Every year, displays of contemporary art illuminate the skies of Toronto. This weekend-long festival transforms the streets, walkways, and squares of the city into museums, stages, and open galleries. The visitors only have one goal — to discover as many installations as possible before dawn.
This year’s festival ran from 7 p.m. on Oct. 4 to 7 a.m. the following morning. Visitors had over 150 projects to choose from, some of which were produced by York alumni. According to Art Critique magazine, this made it “the most extensive Nuit Blanche for the city to date.”
In the words of York sociology Professor Sheila Cavanagh, “Nuit Blanche provides a forum for Toronto-based artists to reimagine the geo-politics of space, identity, and difference. Supporting the arts is essential to the formation of a vibrant and inclusive city.”
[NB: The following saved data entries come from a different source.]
PR #251, opened 2018-08-23
Time as an input with tests

### LINKED ISSUE #248: Unable to use scalar Time for Inputs
It looks like when you try to use scalar time as an input, you get an error message "cant unmarshal <string> (string) as time.Time 

screen shot 2018-08-16 at 9 54 03 pm

Melaninneal:
Please consider adding the ability to have type "time" for inputs fixes #248


internal/exec/packer/packer.go
```diff
@@ -325,7 +325,10 @@ func unmarshalInput(typ reflect.Type, input interface{}) (interface{}, error) {
 	if reflect.TypeOf(input) == typ {
 		return input, nil
 	}
-
+	if typ.String() == "time.Time" {
```
vetcher: may be we can make it in more flexible way?
what if I want to import package `time` like? 
```go
import . "time"
```
or 
```go
import stdtime "time"
```

pavelnikolov: No, I wouldn't add alias to standard library packages and I would definitely avoid `.` imports. https://github.com/golang/go/wiki/CodeReviewComments#import-dot

internal/exec/packer/packer.go
```diff
@@ -359,6 +362,10 @@ func unmarshalInput(typ reflect.Type, input interface{}) (interface{}, error) {
 	return nil, fmt.Errorf("incompatible type")
 }
 
+func convertStringToTime(timeString string) (interface{}, error){
```
pavelnikolov: Do you need to return `interface{}` here? Can't your return time?

internal/exec/packer/packer.go
pavelnikolov: Also:
> Avoid renaming imports except to avoid a name collision;...

https://github.com/golang/go/wiki/CodeReviewComments#imports

internal/exec/packer/packer.go
```diff
@@ -325,7 +325,10 @@ func unmarshalInput(typ reflect.Type, input interface{}) (interface{}, error) {
 	if reflect.TypeOf(input) == typ {
 		return input, nil
 	}
-
+	if typ.String() == "time.Time" {
+		return convertStringToTime(input.(string))
```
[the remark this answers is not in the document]
Melaninneal: i realized this doesn't quite work with Nullable time objects will add second condition and remove convertStringToTime func

BarthesSimpson:
@pavelnikolov - any chance this can be merged now that the convertStringToTime function has been removed?

internal/exec/packer/packer.go
```diff
@@ -5,10 +5,10 @@ import (
 	"math"
 	"reflect"
 	"strings"
-
-	"github.com/graph-gophers/graphql-go/errors"
+		"github.com/graph-gophers/graphql-go/errors"
 	"github.com/graph-gophers/graphql-go/internal/common"
 	"github.com/graph-gophers/graphql-go/internal/schema"
+	"time"
```
pavelnikolov: Please, fix the imports order

internal/exec/packer/packer.go
```diff
@@ -359,6 +368,8 @@ func unmarshalInput(typ reflect.Type, input interface{}) (interface{}, error) {
 	return nil, fmt.Errorf("incompatible type")
 }
 
+
+
```
pavelnikolov: Unrelated change. Please, remove these empty lines.

graphql_test.go
```diff
@@ -1691,6 +1706,8 @@ func TestInput(t *testing.T) {
 					recursive(value: {next: {next: {}}})
 					intID: id(value: 1234)
 					strID: id(value: "1234")
+					timeInput: inputTime(value: {t : "2018-08-22T11:34:55Z"})
+					nullableTimeInput: nullableInputTime(value: {t : "2018-08-22T11:34:55Z"})
```
pavelnikolov: Please, add unit tests with a `null` value.

internal/exec/packer/packer.go
```diff
@@ -325,7 +325,16 @@ func unmarshalInput(typ reflect.Type, input interface{}) (interface{}, error) {
...
+	switch typ.String(){
+	case  "time.Time": {
+		return time.Parse(time.RFC3339, input.(string))
+	}
+	case "*time.Time":
+		t, err := time.Parse(time.RFC3339, input.(string))
+		return &t, err
+	}
+	
+
```
pavelnikolov: you don't really need double empty lines, no?

pavelnikolov:
Please, add missing unit tests unit tests.

pavelnikolov:
Can you just use `graphql.Time` as the type of your argument? You'll need to define `scalar Time` in your schema in order to be able to use it though.

pavelnikolov:
The underlying issue have been fixed already with a different PR.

The theme selected for this year’s showing was “Bridging Distance.” It explores the effect of distance on human feeling, as well as socio-political relationships, and displays how people from separate realms can understand one another’s experience.
One notable art piece which focused on the reconnection and reconciliation that comes with substantial distance was “Sing Sing (Starfield)” by Germaine Liu.
The work is a combination of visual and sonic elements. “Sing Sing,” meaning “star, star” in Cantonese, is a depiction of a galaxy where the stars are reactive to musical patterns spoken by audience members, which continue until deactivated.
The work of York alumna Shannon Garden-Smith titled “Snail-work” (for the lake) has also come into the spotlight.
The artwork is a large surface of unfixed, dyed sand, which is arranged to mimic the movements of a snail, serves as an homage to lake Ontario. Smith describes her work as a “collective performance” as she invites the audience to glide through the painting in the same elegant determination, leaving behind unique patterns that serve as records of their presence.
“The work really occurs when people move through it, undoing the meticulously laid pattern to create a new pattern that becomes an unfixed record of everyone’s engagement with it,” she tells Excalibur.
The art piece brings the concepts of time, labour, and sustainability to display the process of natural creation. Smith shares she drew inspiration from her research of sand as the second most used resource in the world, an essential component of concrete and glass. Driven by the idea of its finiteness, Smith wanted to critique the unsustainable resource extraction processes in her artwork.
“For me, bridging distance is also about re-feeling material and land which has been here all along but which has been made invisible through colonial logics of extraction, commodification, and privatization,” she says.
Smith tells Excalibur that the experience of sharing her work with the public was a very moving one. “Thousands of people had the opportunity to engage with the work over the course of twelve hours and then through an additional week, when the work was still open to the public,” she says.
Any artist can propose their work to be featured at Nuit Blanche, either by promoting a self-funded piece, or pitching for the art to be funded and produced by the city. Nuit Blanche 2025 awaits daring perspectives to challenge and inspire its sleepless viewers. The applications are now open.